Imagination is so often dismissed as something pointless or whimsical or futile when you’re growing up. But actually, everything human-made around us has been imagined before. We’re creatures of language, so everything around us was imagined by someone first. My cup, my mug, the shoes you’re wearing, but also our political systems. What we imagine today becomes our reality tomorrow, and there’s an amazing potential in that.

The wonder and the joy of being able to put pieces outside in the street is the possibility of chance encounters, of people connecting, of creating a moment of pause and interaction. I love chatting to strangers, and I feel that at the moment it’s almost an act of defiance. Everything around us is so controlled by algorithms that decide who we speak to, how, what information we get. So in some ways, breaking the algorithm by just talking to someone random is an act of defiance. And when two strangers meet, the whole world opens up. Anything feels possible.
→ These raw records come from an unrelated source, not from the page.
PR #2050, opened 2023-04-19
build-deb.yml: Avoid zstd compression for compatibility (fixes #2049)

### LINKED ISSUE #2049: PyChess Debian packages should avoid zstd compression for compatibility
ubuntu-latest is now ubuntu 22.04

ubuntu has an extension to apt that uses tar.zst to compress file in debs. this is used by default by dpkg when packaging debs in 22.04

this prevents all debs from installing on debian/raspbian

you need to switch to building with ubuntu-20.04 or ubuntu-18.04 which do not use this functionality when packaging debs

https://github.com/Botspot/pi-apps/actions/runs/4738073287/jobs/8411536446#step:4:2155

alternativly you can specify the compression method as gzip through a dpkg command like option, debhelper override, or whatever method you use to build these debs

hartwork:
Fixes #2049

CC @theofficialgman

### DIFF
--- a/.github/workflows/build-deb.yml
+++ b/.github/workflows/build-deb.yml
@@ -27,6 +27,7 @@ jobs:
         sudo apt-get install --no-install-recommends --yes -V \
             debhelper \
             dh-python \
+            file \
             gettext \
             gir1.2-gdkpixbuf-2.0 \
             gir1.2-glib-2.0 \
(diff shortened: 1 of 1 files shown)


gbtami (approved):

gbtami:
Thx!

theofficialgman:
this is pretty nasty so I looked into why you do this
turns out the python debian helper you use just really isn't great and doesn't allow you to pass in any arguments to dpkg-buildpackage that it hardcodes in its code
https://github.com/astraw/stdeb/blob/bc37aa183238044267478e610dee755db5b96280/stdeb/command/bdist_deb.py#L59
that is unfortunate because it is as simple as passing in `--compression=xz` to change the compression. that functionality should probably be requested as a new feature from upstream stdeb

hartwork:
@theofficialgman `DPKG_DEB_COMPRESSOR_TYPE` didn't work, so re-compressing was the obvious candidate, I don't consider it "nasty", definitely better than downgrading CI to an older version of Ubuntu. Personally I believe in compiling from source over use of binary packages wherever possible, so I won't join a fight with stdeb.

It feels wonderful to be working in that space outside, and to be entering into a dialogue with New York City. I grew up reading its poets and watching its films. It’s such a dream space, such an amazing city of characters and strong opinions and literary figures. I’m very grateful to the city for letting us show the work.

The other piece is in the Meatpacking District. It’s a thirty-foot polished-steel tree of milagros, of miracles, and it’s very much an ode to belief, to hope, and to togetherness.

In Venice, for the occasion of the Venice Biennale, there are again works installed across multiple sites. One, in collaboration with the city of Venice, is in the wonderful gardens of the Prefettura, Palazzo Corner Della Ca’ Granda, which sits opposite the Peggy Guggenheim Collection. That feels lovely because I’m a lover of surrealism. The piece is a four-metre polished-steel arch with a green eye on top.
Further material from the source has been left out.